** About this task **
Every record shown below is to be output exactly.

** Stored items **
============================================================

PR #5060, opened 2019-03-14
Clarify @json usage in element attributes

Travis-Britz:
If I tried using double quotes instead of single quotes around `attr='@json'`, I'm sure somebody else will.

### DIFF
--- a/blade.md
+++ b/blade.md
@@ -195,7 +195,7 @@ However, instead of manually calling `json_encode`, you may use the `@json` Blad
         var app = @json($array);
     </script>
 
-You may also find it useful for seeding Vue components or `data-*` attributes:
+The `@json` directive is also useful for seeding Vue components or `data-*` attributes:
 
     <example-component :some-prop='@json($array)'></example-component>
 
--- a/blade.md
+++ b/blade.md
@@ -195,6 +195,12 @@ However, instead of manually calling `json_encode`, you may use the `@json` Blad
         var app = @json($array);
     </script>
 
+You may also find it useful for seeding Vue components or `data-*` attributes:
+
+    <example-component :some-prop='@json($array)'></example-component>
+
+> {note} Using `@json` in element attributes requires that it be surrounded by single quotes.
+
 #### HTML Entity Encoding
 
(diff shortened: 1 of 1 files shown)


browner12:
I feel like this goes more towards correct Vue usage, rather than something specific to the Blade directive.

Travis-Britz:
@browner12 I demonstrated by using the example Vue component that's included by default in a new installation because I thought Vue is the most common use case for data attributes in Laravel, but I specifically referenced `data-*` attributes for cases like `<ul data-items='@json($array)'></ul>` that would have nothing to do with Vue.

browner12:
are you sure that single quotes are required?

my guess is it has to do with correctly escaping characters when output to HTML. Are you overriding the default encoding options of `@json`? I think it's important to have `JSON_HEX_APOS` and `JSON_HEX_QUOT` enabled when outputting to HTML.

http://php.net/manual/en/json.constants.php

Travis-Britz:
@browner12 yes, single quotes are required because the json output uses double quotes.

For example:

```
:tasks='[{"id":70,"description":"foo"}]'
```

If you tried to quote this json with double quotes, you would end up with `[{` as the attribute value, and then random garbage after that (and probably most of the json displayed directly on the page).

Also, the `@json` directive uses these options for json_encode by default: `JSON_HEX_TAG | JSON_HEX_APOS | JSON_HEX_AMP | JSON_HEX_QUOT`.
https://github.com/laravel/framework/blob/e7064ca184e395f86fc924e0d58d94955c734675/src/Illuminate/View/Compilers/Concerns/CompilesJson.php#L12

So quotes *within* the string are escaped with their `\u` escape sequence.

browner12:
I guess that's why I'm confused. If you're using the default encoding, you won't run into the issue with the double quotes, correct?

Travis-Britz:
The default encoding will encode the quotes *inside the string*.

So this description: `"foo" 'bar'`

will be encoded to

```
[{"id":72,"description":"\u0022foo\u0022 \u0027bar\u0027"}]
```

So the only way to include the json string inside an html attribute value is to surround it with single quotes:
```
<ul data-tasks='[{"id":72,"description":"\u0022foo bar\u0022"}]'></ul>
```

Because json has literal double quotes, unescaped. Using double quotes would terminate the attribute value early.

browner12:
*ahh*, got it. thanks for clearing that up for me.

Travis-Britz:
No problem! I was confused too, hence the PR.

============================================================

** Solution **
PR #5060, opened 2019-03-14
Clarify @json usage in element attributes

Travis-Britz:
If I tried using double quotes instead of single quotes around `attr='@json'`, I'm sure somebody else will.

### DIFF
--- a/blade.md
+++ b/blade.md
@@ -195,7 +195,7 @@ However, instead of manually calling `json_encode`, you may use the `@json` Blad
         var app = @json($array);
     </script>
 
-You may also find it useful for seeding Vue components or `data-*` attributes:
+The `@json` directive is also useful for seeding Vue components or `data-*` attributes:
 
     <example-component :some-prop='@json($array)'></example-component>
 
--- a/blade.md
+++ b/blade.md
@@ -195,6 +195,12 @@ However, instead of manually calling `json_encode`, you may use the `@json` Blad
         var app = @json($array);
     </script>
 
+You may also find it useful for seeding Vue components or `data-*` attributes:
+
+    <example-component :some-prop='@json($array)'></example-component>
+
+> {note} Using `@json` in element attributes requires that it be surrounded by single quotes.
+
 #### HTML Entity Encoding
 
(diff shortened: 1 of 1 files shown)


browner12:
I feel like this goes more towards correct Vue usage, rather than something specific to the Blade directive.

Travis-Britz:
@browner12 I demonstrated by using the example Vue component that's included by default in a new installation because I thought Vue is the most common use case for data attributes in Laravel, but I specifically referenced `data-*` attributes for cases like `<ul data-items='@json($array)'></ul>` that would have nothing to do with Vue.

browner12:
are you sure that single quotes are required?

my guess is it has to do with correctly escaping characters when output to HTML. Are you overriding the default encoding options of `@json`? I think it's important to have `JSON_HEX_APOS` and `JSON_HEX_QUOT` enabled when outputting to HTML.

http://php.net/manual/en/json.constants.php

Travis-Britz:
@browner12 yes, single quotes are required because the json output uses double quotes.

For example:

```
:tasks='[{"id":70,"description":"foo"}]'
```

If you tried to quote this json with double quotes, you would end up with `[{` as the attribute value, and then random garbage after that (and probably most of the json displayed directly on the page).

Also, the `@json` directive uses these options for json_encode by default: `JSON_HEX_TAG | JSON_HEX_APOS | JSON_HEX_AMP | JSON_HEX_QUOT`.
https://github.com/laravel/framework/blob/e7064ca184e395f86fc924e0d58d94955c734675/src/Illuminate/View/Compilers/Concerns/CompilesJson.php#L12

So quotes *within* the string are escaped with their `\u` escape sequence.

browner12:
I guess that's why I'm confused. If you're using the default encoding, you won't run into the issue with the double quotes, correct?

Travis-Britz:
The default encoding will encode the quotes *inside the string*.

So this description: `"foo" 'bar'`

will be encoded to

```
[{"id":72,"description":"\u0022foo\u0022 \u0027bar\u0027"}]
```

So the only way to include the json string inside an html attribute value is to surround it with single quotes:
```
<ul data-tasks='[{"id":72,"description":"\u0022foo bar\u0022"}]'></ul>
```

Because json has literal double quotes, unescaped. Using double quotes would terminate the attribute value early.

browner12:
*ahh*, got it. thanks for clearing that up for me.

Travis-Britz:
No problem! I was confused too, hence the PR.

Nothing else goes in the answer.